PR #1222, opened 2023-02-24
Add “aliases” information to the tokens list in the website documentation

didoo:
### :pushpin: Summary

During conversation with Jake Herschman, he suggested to add the information if which aliases there were associated to a token. Since it's a good idea, and it was simple to do, I've made the changes straightaway (he's in the middle of a large work of mapping colors between Structure and HDS, and this can help him).

Preview: https://hds-website-git-docs-tokens-aliases-hashicorp.vercel.app/foundations/tokens?searchQuery=token-color-foreground-faint

screenshot_2410

***

### 👀 Reviewer's checklist:

### DIFF
--- a/website/app/components/doc/meta-row.hbs
+++ b/website/app/components/doc/meta-row.hbs
@@ -6,12 +6,24 @@
 <div class="doc-meta-row" ...attributes>
   <div class="doc-meta-row__label">{{@label}}</div>
   <div class="doc-meta-row__value">
+    {{! when we pass a single value, we have two different use cases to support }}
     {{#if @copyable}}
       <Doc::CopyButton @textToCopy={{@valueToCopy}} @textToShow={{(or @valueToShow @valueToCopy)}} @type="ghost" />
-    {{else}}
+    {{/if}}
+    {{#if @valueToShow}}
       <code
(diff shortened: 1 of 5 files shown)


KristinLBradley:
Would we want to add the "--" at the beginning of the variable? https://developer.mozilla.org/en-US/docs/Web/CSS/--*

To me that would make sense and it would help me to recognize more easily at a glance that those are CSS custom properties vs. some other kind of variable or token names.

didoo:
> Would we want to add the "--" at the beginning of the variable? https://developer.mozilla.org/en-US/docs/Web/CSS/--*
> 
> To me that would make sense and it would help me to recognize more easily at a glance that those are CSS custom properties vs. some other kind of variable or token names.

I'm not sure why I didn't add it before (it was done in a previous PR). Fixed now.

MelSumner:
I don't object but perhaps @heatherlarsen would be more appropriate for reviewing this change.

heatherlarsen:
I don't know that this is the most scalable approach, as I can see the alias lists becoming quite lengthy, particularly for neutral values, but design doesn't have the bandwidth to come up with an alternative solution at the moment. Feel free to ship this, and we can revisit improvements later.

heatherlarsen (approved):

******

§ What is being asked: Look through the listing and extract every line with "meta" in it.

§ Solution for this exercise:
--- a/website/app/components/doc/meta-row.hbs
+++ b/website/app/components/doc/meta-row.hbs
 <div class="doc-meta-row" ...attributes>
   <div class="doc-meta-row__label">{{@label}}</div>
   <div class="doc-meta-row__value">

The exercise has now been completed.